All Shook Down

In the name of restoring order on the North Side, Minneapolis housing inspectors are issuing citations at a record pace. But is that flaking paint on Jean Coste's garage contributing to North Side crime—or just the city coffers?

"You can't possibly write enough tickets to buy your way out of the budget deficit," he says. "The reason we do traffic enforcement is to keep the city streets safe and to modify driving habits."

Perhaps. But it's worth noting that while the MPD is looking at effectively tripling its traffic-enforcement unit, it has entirely eliminated the hit-and-run division. Is it purely coincidental that hit-and-run produces no revenue while ticket-writing traffic officers generate plenty?

Collier White doesn't have many theories about why the city has suddenly become so stringent about code enforcement. But it has given him occasion to ponder the wisdom of his decision to buy a home on the North Side. A 32-year-old independent filmmaker who pays his bills driving and dispatching taxicabs, White purchased his home in the Hawthorne neighborhood last year for $160,000.

Dan Picasso

His timing, he says now, could have been better. He bought at the top of the market and he relied on an adjustable rate mortgage. Still, as a single man unhampered by debt or dependants, White figured he ought to get as much house as he could. After looking around the south side and finding little to his liking, he settled on a handsome but battered American Foursquare located on the 2600 block of Bryant Avenue.

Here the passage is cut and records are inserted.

PR #356, opened 2021-11-04
Fix incompatibility between augmentations and `skorch.NeuralNet.set_params`

cedricrommel:
Really sorry to open yet another PR @robintibor 😅 
We've realized with @lapaill that braindecode would crash if we instatiate a class inheriting from `skorch.NeuralNet` with an argument based on `Transform` objects and then try to set any other unrelated parameter with the method `set_params`. Indeed, the latter will inspect each attribute of the `NeuralNet` object (even if it was previously defined) and call their `get_params` method when the latter is implemented. The problem is the `Transform` implements such a method (for an unrelated reason) and outputs a tuple instead of a dict, which would make skorch raise an error.

Hence, this PR solves this incompatibility by replacing the tuples by dictionaries for every Transform. It is also cleaner this way I think.

### DIFF
--- a/braindecode/augmentation/transforms.py
+++ b/braindecode/augmentation/transforms.py
@@ -208,7 +208,7 @@ class ChannelsShuffle(Transform):
         Float setting the probability of applying the operation.
     p_shuffle: float | None, optional
         Float between 0 and 1 setting the probability of including the channel
-        in the set of permutted channels. Defaults to 0.2.
+        in the set of permuted channels. Defaults to 0.2.
     random_state: int | numpy.random.Generator, optional
         Seed to be used to instantiate numpy random number generator instance.
         Used to decide whether or not to transform given the probability
@@ -251,7 +251,7 @@ class ChannelsShuffle(Transform):
             Contains
             * p_shuffle : float
                 Float between 0 and 1 setting the probability of including the
-                channel in the set of permutted channels.
+                channel in the set of permuted channels.
             * random_state : numpy.random.Generator
                 The generator to use.
         """
--- a/braindecode/augmentation/transforms.py
+++ b/braindecode/augmentation/transforms.py
@@ -121,12 +121,14 @@ class FTSurrogate(Transform):
 
         Returns
         -------
-        phase_noise_magnitude : float
-            The magnitude of the transformation.
-        rng : numpy.random.Generator
-            The generator to use.
+        params : dict
+            Contains the magnitude of the transformation
+            (phase_noise_magnitude) and the random state.
         """
-        return self.phase_noise_magnitude, self.rng
+        return {
+            "phase_noise_magnitude": self.phase_noise_magnitude,
+            "random_state": self.rng,
+        }
 
 
 class ChannelsDropout(Transform):
@@ -178,13 +180,14 @@ class ChannelsDropout(Transform):
 
         Returns
         -------
-        p_drop : float
-            Float between 0 and 1 setting the probability of dropping each
-            channel.
-        rng : numpy.random.Generator
-            The generator to use.
+        params : dict
+            Contains the probability of dropping each channel (p_drop) and the
+            random state.
         """
-        return self.p_drop, self.rng
+        return {
+            "p_drop": self.p_drop,
+            "random_state": self.rng,
+        }
 
 
 class ChannelsShuffle(Transform):
@@ -237,13 +240,14 @@ class ChannelsShuffle(Transform):
 
         Returns
         -------
-        p_shuffle : float
-            Float between 0 and 1 setting the probability of including the
-            channel in the set of permutted channels.
-        rng : numpy.random.Generator
-            The generator to use.
+        params : dict
+            Contains the probability of including the channel in the set of
+            permutted channels (p_shuffle) and the random state.
         """
-        return self.p_shuffle, self.rng
+        return {
+            "p_shuffle": self.p_shuffle,
+            "random_state": self.rng,
+        }
 
 
 class GaussianNoise(Transform):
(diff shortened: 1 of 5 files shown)


robintibor:
```python
E               ValueError: This channel name (EOG horizontal) doesn't exist in info.
```

Strange do you know what happened there @cedricrommel ? Or is it unrelated to this PR, something changed somewhere else?

cedricrommel:
I might have a clue 🙃 : https://twitter.com/mne_news/status/1456240588421046279?s=20

cedricrommel:
I'll set the mne version to previous one for now, and we can open a new PR to ensure compatibility with new `mne` when we want to. What do you think?

robintibor:
oki good to know then we need to ensure compatibility for sure, as you said in separate PR

environment.yml
```diff
@@ -18,5 +18,5 @@ dependencies:
 - joblib
 - memory_profiler
 - pip:
-  - mne
+  - mne==0.23.0
```
robintibor, line 21: should be possible to remove this now after rebase @cedricrommel

braindecode/augmentation/transforms.py
```diff
@@ -178,13 +180,14 @@ def get_params(self, X, y):
...
         Returns
         -------
-        p_drop : float
-            Float between 0 and 1 setting the probability of dropping each
-            channel.
-        rng : numpy.random.Generator
-            The generator to use.
+        params : dict
+            Contains the probability of dropping each channel (p_drop) and the
+            random state.
```
agramfort, line 185: can you cleanly document what the dict contains ? key names and value types?

braindecode/augmentation/transforms.py
```diff
@@ -237,13 +240,14 @@ def get_params(self, X, y):
...
         Returns
         -------
-        p_shuffle : float
-            Float between 0 and 1 setting the probability of including the
-            channel in the set of permutted channels.
-        rng : numpy.random.Generator
-            The generator to use.
+        params : dict
+            Contains the probability of including the channel in the set of
+            permutted channels (p_shuffle) and the random state.
```
agramfort, line 245:
```suggestion
            permuted channels (p_shuffle) and the random state.
```

environment.yml
agramfort: +1

agramfort (commented):
please also check formatting. it does not look good:

https://1706-232335424-gh.circle-artifacts.com/0/dev/generated/braindecode.augmentation.SmoothTimeMask.html#braindecode.augmentation.SmoothTimeMask.get_params

test/unit_tests/augmentation/conftest.py
```diff
@@ -26,3 +33,24 @@ def random_batch(rng_seed, batch_size=5):
     rng = check_random_state(rng_seed)
     X = torch.from_numpy(rng.random((batch_size, 66, 51))).float().to(device)
     return X, torch.zeros(batch_size)
+
+
+class MockModule(torch.nn.Module):
```
cedricrommel, line 38: I'd remove it from `test_eeg_classifier` now that it has been moved here :)

test/unit_tests/augmentation/test_base.py
```diff
@@ -2,15 +2,16 @@
...
+import pytest
 import torch
-import mne
+from sklearn.utils import check_random_state
+from skorch.helper import predefined_split
 
-from braindecode.augmentation.base import (
-    Transform, Compose, AugmentedDataLoader
-)
+from braindecode.augmentation.base import AugmentedDataLoader
```
cedricrommel, line 12: Très propre 😄

test/unit_tests/augmentation/conftest.py
```diff
@@ -26,3 +33,24 @@ def random_batch(rng_seed, batch_size=5):
...
+        super().__init__()
+        self.preds = to_tensor(preds, device='cpu')
+        self.linear = torch.nn.Linear(5, 5)
+
+    def forward(self, x):
+        return self.preds
+
+
+@pytest.fixture
+def mock_clf():
```
cedricrommel, line 49: I would rename it into augmented_mock_clf as you have added a transform to it

test/unit_tests/augmentation/conftest.py
lapaill: It is still used in `test_eeg_classifier` to test `predict` and `clone` functions. These functions are not tested in `test_base` elsewhere.

test/unit_tests/augmentation/conftest.py
lapaill: Done

test/unit_tests/augmentation/conftest.py
cedricrommel: Ahh, this `conftest.py` concerns only augmentation. Sorry, I though it was a general file for all tests.

cedricrommel:
Ok, now the doc is clean @agramfort :)

agramfort (approved):
@robintibor ok for you?

test/unit_tests/augmentation/test_base.py
```diff
@@ -173,3 +174,13 @@ def test_dataset_with_transform(concat_windows_dataset):
     concat_windows_dataset.transform = transform
     transformed_X = concat_windows_dataset[0][0]
     assert torch.all(transformed_X == factor)
+
+
+def test_set_params(augmented_mock_clf, random_batch):
```
robintibor, line 179: Could you add a small comment here explaining what this is testing? Just that it doesn't crash? It's a bit hard to understand for me without any comment

robintibor (changes requested):

robintibor:
doc looks good to me, would be great if you can add the comment I mentioned above @cedricrommel than we could merge from my side

robintibor:
amazing stuff, great, good to merge this before release, thanks @cedricrommel

agramfort:
🙌

cedricrommel:
🙌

"Initially, I didn't want to come to the North Side. I'd heard all the horror stories," White recounts. "But once I started looking at the houses, I realized there were all these neglected houses up here that could be great with some work."

Typically, White says, he puts in 60 hours a week at his job. Between that and his filmmaking ventures, he hasn't made as much progress on his "to-do" list as he'd hoped. That said, he figures he's spent between $4,000 and $5,000 on improvements in the past year. In fact, White was in the midst of repairing a rotting column on his front porch when the citation from the housing inspector came in early June. There was no mention of the porch. But it was a tall order nonetheless: Paint your house, paint your garage, replace all your rotting soffit and fascia boards, and pour some more crushed rock in your driveway. (The latter citation, it turns out, is one of the more common ones. Under city code, a crushed rock driveway is supposed to have a uniform depth of four inches.)

After reviewing the letter, White decided to call the inspector for more specific instruction. Did she want him to paint the whole garage, or just prime and paint the wood left exposed by a recent repair job? It took four days for White to reach the inspector.

"She told me, 'We made so many citations, I can't remember your house. But everything has to be done professionally,'" White recalls. "That was frustrating. I mean, it's important enough to cite me, but not important enough to maintain a record of what needs to be done?"

Ultimately, White painted the garage himself but decided to hire contractors for the work on the main house—both the painting and the carpentry. That's better than a DIY-gone-wrong fall from a ladder, he figured. "As long as I don't break a leg or get ill, I guess I'll find a way," he says hopefully. Still, he estimates the work will run him around $6,000, which he'll have to put on a credit card.

Irked by his experience, White fired off a letter of complaint letter to council member Samuels. Samuels responded with a note suggesting that White apply for a loan from his neighborhood organization. He also reiterated his points about the North Side being underserved by the inspections department. At first, White thought Samuels's response was "well-considered and reasoned." But as he thought about it further, he changed his mind. The rhetoric reminded White of the arguments made in defense of the Bush administration's No Child Left Behind policy, which penalizes poor school districts for failing to meet standards while providing little in the way of additional funding to remedy the problem.

"It's exactly the same mentality," White says. "Five years ago, there was money available from the neighborhood for this sort of stuff. Now there are no resources, but there are fines. It's just crap."

White wasn't able to satisfy the city's August 1 compliance deadline. In the hopes he will be spared the fines and re-inspection fees, he applied for an extension on July 24. As of August 7, he had not heard whether the extension had been granted.

Meanwhile, in the Harrison neighborhood, Jean Coste and Joy Harris-Jones received some unexpected relief. It didn't come from the city, but from a Christian youth group called Urban Servants. The Urban Servants painted Coste's garage by the deadline. Because of the hot weather, though, they weren't able to finish the work on Harris-Jones' house by August 1.

Fortunately for Harris-Jones, she managed to get an extension after presenting evidence of her progress. "If it wasn't for these kids," she adds, "I'd be up shit's creek without a paddle."